Tomorrow I am giving a presentation to film scoring students about workflow and performance tips and software solutions. I will focus quite a bit on Kontakt and Vienna Ensemble Pro as well as Lemur and TouchOSC templates. Here is the list of things I plan to talk about, but I am sure I am missing quite a few ones. I know there are also different premade solutions you can buy, particularly for articulation switching, but I only know the Reaper related ones. What are the best for Logic, Cubase and DP?

Could you please have a look at the list of topics and tell me if you think I missed something important... or even something not that important?

GENERAL:
- The power of templates.
- Advantage and disadvantages of working with templates.
- Priority of computer specs for VI work.
- Routing and stems creation.

- KONTAKT:
- Preload buffering optimization and SSDs
- Purge function
- Quickload
- Database organization
- Expert panel
- Output templates

VEP:
- General overview and advantages (project loading time, project file size, resources - optimization)
- Template building and organisation
- Disabling instruments
- Advantages and disadvantages of having instruments in VEP
- What to put in the template
- Slave computer or not

CONTROLLERS AND ARTICULATION SWITCHING
- Lemur and TouchOSC (any other?)
- Automatic update of available articulations
- Premade templates (need your help!)

OTHER:
- Other workflow improvement software (Need your help again! I heard about Metagrid and Keyboard maestro, but being a Reaper user I don't really have a need for those. What do you use them for, and what are the options available?)
- NotePerformer 3
- Creating a work space that helps your workflow and doesn't destroy your back
- One vs several monitors

Thank you!


----------



## stonzthro (Nov 6, 2018)

One thing that has become so important to me over the years is sample/patch organization. Sure, when you've been at it for 5-7 years you probably have a handle on where all your sounds are, but once you start hitting 20 - you come to realize just how important it is to be able to find what you want in all the samples you've bought and made. In LPX and Cubase you can create patches that you can organize. It is a long-term thing to figure out and is rarely talked about in schools. Throw loops and .wav files in the conversation, and things can really get out of control!


----------



## goalie composer (Nov 6, 2018)

A big workflow improvement for me came in the form of the Video Slave software. Not having to reload the video in every single cue (especially when provided with new cuts) was HUGE and cut down on the time it took for me to do conforms etc


----------



## Bender-offender (Nov 6, 2018)

To me, it sounds like you have a really great list of things to talk about.  I’m sure there’s always more very specific things you can add, but it seems like you have all the essentials down (and more!). Possibly the only thing I feel you could add is setting up an Ethernet network when you discuss slaves. 

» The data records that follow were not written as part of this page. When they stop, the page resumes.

PR #2418, opened 2018-10-11
Create Grant, Subscription & Approve functionality

captnseagraves:
##### Description

Adding in web3 functionality (without tokensubminer)

##### Checklist

- grants


app/grants/templates/grants/fund.html
```diff
@@ -138,4 +135,7 @@ <h2 class="fund__header">
 <script src="{% static "v2/js/shared.js" %}"></script>
 <script src="{% static "v2/js/ipfs-api.js" %}"></script>
 <script src="{% static "v2/js/ipfs.js" %}"></script>
+
```
mbeacom: Can we drop these new lines?

app/grants/templates/grants/index.html
```diff
@@ -47,9 +47,7 @@ <h1 class="grants-hero__title mb-2">{% trans 'Dev Grants' %}</h1>
           support for some of the best OSS projects in the space.
           {% endblocktrans %}
         </p>
-        <a class="button button--primary font-weight-bold" href="{% url 'grants:new' %}">
-          {% trans 'Create a Grant' %}
```
mbeacom: Do we no longer want the `Create a Grant` button here?

app/grants/views.py
```diff
@@ -62,6 +62,9 @@ def grant_details(request, grant_id):
     except Grant.DoesNotExist:
         raise Http404
 
+    print("this is the web3 instance", w3)
```
mbeacom: Can you omit the new prints throughout this file?

app/grants/views.py
```diff
@@ -117,19 +120,23 @@ def grant_fund(request, grant_id):
...
-        # subscription.subscriptionHash = request.POST.get('input_name')
-        # subscription.contributorSignature = request.POST.get('description')
-        # Address will come from web3 instance
-        # subscription.contributorAddress = request.POST.get('reference_url')
+
+        print("it fired")
+        print(request.POST)
+
+
+        subscription.subscription_hash = request.POST.get('subscription_hash')
```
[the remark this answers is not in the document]
mbeacom: ^

mbeacom: I know they shouldn't be getting to a point where they are POSTing without these parameters, but can you default to empty string and/or check for `if not var:` for these?  I'm thinking it might make the most sense for us to migrate this view to use django forms like the one introduced in `grants/forms.py` so we don't have to validate all of these entries in the view itself.

app/grants/views.py
```diff
@@ -117,19 +120,23 @@ def grant_fund(request, grant_id):
...
-        # subscription.tokenAddress = request.POST.get('denomination')
+        subscription.token_address = request.POST.get('token_address')
         subscription.gas_price = request.POST.get('gas_price')
-        # network will come from web3 instance
-        # subscription.network = request.POST.get('amount_goal')
+        subscription.network = request.POST.get('network')
         subscription.contributor_profile = profile
         subscription.grant = grant
         subscription.save()
+        return redirect(f'/grants/{grant.pk}')
```
mbeacom: Can you use `reverse()` with the `redirect()` here, so if the route changes, the view doesn't need updated?

app/grants/views.py
```diff
@@ -148,9 +155,14 @@ def subscription_cancel(request, subscription_id):
     subscription = Subscription.objects.select_related('grant').get(pk=subscription_id)
     grant = getattr(subscription, 'grant', None)
 
+    print(subscription)
+    print(grant)
```
mbeacom: Can we remove these prints?

app/grants/views.py
```diff
@@ -148,9 +155,14 @@ def subscription_cancel(request, subscription_id):
...
+
     if request.method == 'POST':
         subscription.status = False
         subscription.save()
+        return redirect(f'/grants/{grant.pk}')
```
mbeacom: `reverse()` with `redirect()`

app/grants/templates/grants/fund.html
```diff
@@ -35,62 +35,57 @@ <h2 class="fund__header">
...
-        </div>
-      </div>
-
-      <div class="col-4">
-        <div class="grant__progress">
-          <div class="progress">
-            <div class="progress-bar" style="width:50%"></div>
-            <div class="progress-bar progress-bar--fund" role="progressbar" style="width:10%">
-              <div class="contribution">
-                <span>10 ETH</span>
```
mbeacom: Do we want to omit this?

app/grants/templates/grants/detail.html
```diff
@@ -30,8 +30,9 @@ <h1 class="grant__title">{{ grant.title }}</h1>
             </div>
           </div>
         <div class="col-6">
-          <button class="button button--primary button--full">Fund this Project</button>
-
+          <a href="{% url 'grants:fund' grant.id %}">
+            <button class="button button--primary button--full">Fund this Project</button>
```
mbeacom: Can you wrap this copy in `{% trans "copy" %}`

app/grants/models.py
```diff
@@ -69,7 +69,7 @@ class Subscription(SuperModel):
     amount_per_period = models.DecimalField(default=1, decimal_places=4, max_digits=50)
     token_address = models.CharField(max_length=255, default='0x0')
     gas_price = models.DecimalField(default=1, decimal_places=4, max_digits=50)
-    network = models.CharField(max_length=8, default='mainnet')
+    network = models.CharField(max_length=16, default='mainnet')
```
mbeacom: No troll - which network will be 16 characters?

app/grants/migrations/0003_auto_20181010_2148.py
```diff
@@ -0,0 +1,18 @@
+# Generated by Django 2.1.2 on 2018-10-10 21:48
```
mbeacom: These migrations need to be deleted and recreated as a single migration at some point

app/assets/v2/js/grants/fund_grant.js
```diff
@@ -1,124 +1,149 @@
...
+                  let postData = {
+                    subscriptionContract: data.contract_address,
+                    parts: parts,
+                    subscriptionHash: subscriptionHash,
+                    signature: signature
+                  };
+
+                  console.log('postData', postData);
+
+                  fetch('http://localhost:10003/saveSubscription', {
```
mbeacom: This will need updated to take a uri fed in from the django app

app/grants/templates/grants/index.html
captnseagraves: We do. Not sure why it got deleted... Will add back in.

app/grants/models.py
captnseagraves: testrpc has 13. I gave an extra 3 for flex. Can reduce to 13. But was getting errors during dev.

captnseagraves: Although docs say it defaults to current unix time on start. We could specify a network id when using ganache.

app/grants/templates/grants/fund.html
captnseagraves: I dont think we do. Not sure exactly where it should be replaced.

app/grants/views.py
captnseagraves: Makes sense

app/grants/models.py
mbeacom: I thought we used `local` or `testrpc` for `network` on other objects on the platform right now.  I don't think we need the full network name for the local testrpc instance here do we?

captnseagraves: Sure, we can have it as `local` or `testrpc`. That works.

app/grants/templates/grants/fund.html
captnseagraves: Added back in

app/grants/models.py
captnseagraves: Reverted to 8 characters

app/assets/v2/js/grants/fund_grant.js
captnseagraves: Is there anything to execute on this right now?

captnseagraves:
@mark Travis-ci is failing on `npm install` and doesnt have any obvious errors in the stack trace. Any ideas on how to resolve this?

mbeacom:
@captnseagraves Can you resolve the conflicts here and I'll investigate the `npm install` issue on travis?

captnseagraves:
@mbeacom Conflicts resolved

captnseagraves:
@mbeacom just added `period_seconds` to the models and circleci seems to break on a sql query because of it. Do I need to run migrations to fix this error? 

Also, travis-ci is still breaking on `npm i` with no obvious error

package-lock.json
```diff
@@ -3461,11 +3909,44 @@
...
+          "resolved": "http://registry.npmjs.org/combined-stream/-/combined-stream-1.0.6.tgz",
+          "integrity": "sha1-cj599ugBrFYTETp+RFqbactjKBg=",
+          "requires": {
+            "delayed-stream": "~1.0.0"
+          }
+        }
+      }
+    },
+=======
+>>>>>>> grants
```
mbeacom: Bad rebase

Good luck with your presentation!


----------



## Bernard Duc (Nov 6, 2018)

goalie composer said:


> A big workflow improvement for me came in the form of the Video Slave software. Not having to reload the video in every single cue (especially when provided with new cuts) was HUGE and cut down on the time it took for me to do conforms etc


Thank you, that's a good idea (which I should probably consider for myself...)


----------



## Bernard Duc (Nov 6, 2018)

Bender-offender said:


> To me, it sounds like you have a really great list of things to talk about.  I’m sure there’s always more very specific things you can add, but it seems like you have all the essentials down (and more!). Possibly the only thing I feel you could add is setting up an Ethernet network when you discuss slaves.
> 
> Good luck with your presentation!



Thank you, though I actually forgot an important one: Batch Resave! 

And also track visibility management.


----------



## David Chappell (Nov 6, 2018)

Custom key commands for me! Trying to shave off every few seconds it would take to perform an operation with the mouse really adds up over a project. Don't be afraid to reassign single keys either - in cubase at least, a lot of single keys are mapped to functions I never use, so are put to better use with function/ macros I use commonly. I tend to use key combinations that I can input with just my left hand helpful too, so I don't have to take my right hand off the mouse (and it's fast enough I can't see it being sped up with a touchpad either, so I've never bothered getting into that approach). For remembering them I try to use the first letter of the command in the key combinations, eg "Reverse Audio = ctrl-shift-R, Disable track = ctrl-shift-D".


----------